下面半跪着的一百余锦衣亲军听到这里,早已热血沸腾,群情激昂,齐声答道:“护卫帝室、护卫皇明,臣等万死不辞!”
君臣慷慨陈辞,众人激动得泪光满面,庄严肃穆的密室内,气氛显得悲壮而又紧张。
“焦将军三万桂林王师,朝夕可至,众位大可放心去做!”守在朱由榔一旁的内监领杨守春适时的说了一句,他一下子将兵力夸大了十倍,众亲军一听,不由得信心倍增,胆气更壮。
朱由榔持剑而立,满面肃杀之气:“诸卿放心,若有不测,尔等妻儿老母,朕定待之如亲亲,富贵一世,不会有冻饿之忧!”
“谢万岁!”
没了后顾之忧,众侍卫纷纷下了必死之心,一齐叩答道:“刀山火海,臣等决无而返!”
“好!”
朱由榔欣慰的点了点头,然后按剑高喝道:“今日朕摆宴启运殿,着吴继嗣率诸卿在隔间密室相机而动,擒拿陈邦傅极其亲信同党,若有反抗,格杀勿论!”
众侍卫凛然遵命:“臣等谨遵圣谕!”
在激昂、壮烈的气氛中,吴继嗣带着锦衣亲军们准备行动去了,朱由榔带着杨守春又悄悄地回到了皇帝寝宫,准备冠礼朝服。
卯时三刻,旭日初升,杀机四伏的梧州行在,终于在连夜暴雨下迎来了第一丝曙光。
皇帝身体康复,心情大好,打算在行宫内大宴群臣的消息传了开来,梧州行在七品以上文武官员,除却值班、病假外俱都在受邀之列。陈邦傅父子及其亲信家将也都相继收到了消息。
梧州庆远公府后堂。
陈邦傅正闲坐在软榻上悠闲地品着香茗。
身边不远处,大儿子陈曾禹跨刀侍立一旁,收到消息后,他轻皱眉头说道:“皇帝这是演得哪一出戏啊?清军都快兵临城下了,他还有心情摆宴?难道?”
“难道什么?”陈邦傅泯了一口茶后,道:“他要摆宴就让他摆呗!反正这朱家天子时日也不多了,既然邀请咱们了,咱就给他捧个场,权且让他死前再风光一次吧!”
“可是这皇帝可不是个省油的灯啊!前几天还把父亲派去监视他的内侍领开了一顿,这宴会上指不定再弄出什么幺蛾子来呢!望父亲三思!”陈曾禹把心中的担忧一股脑儿说了出来。
陈邦傅听完,并没有意料之中的惊讶,反而欣慰的点了点头,说道:“吾儿能想到这一层,为父心里甚是高兴。
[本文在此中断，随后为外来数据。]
PR #1805, opened 2015-07-10
Overseas passports process changes in Burma

tadast:
## Burma changes - moves from embassy to Visa Application Centre

Summary of changes:

1. Under "Cost" - text change for where passport sent to, the Visa Application Centre.

2. Under "Making your application" (renewing_new) changes: - new address and email address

吾儿莫忧,为父事先早已收买了宫中的锦衣卫都督郭承昊,郭承昊方才已向西席先生递过条子,说宫内暂时并无异常,可安心前去,至于为父派去的那个几个内侍,不过是掩人耳目的手段罢了,不指望他们探听到什么有用的消息的。”
陈曾禹恍然大悟,不由敬佩的道:“果然姜还是老的辣,父帅英明!”
“当然,必要的后手还是要留的。”陈邦傅哈哈一笑,道:“吾儿可请个病假,暗中调集三千战兵,在行宫四周布下兵力,随时待命,不必随为父一同前去了。”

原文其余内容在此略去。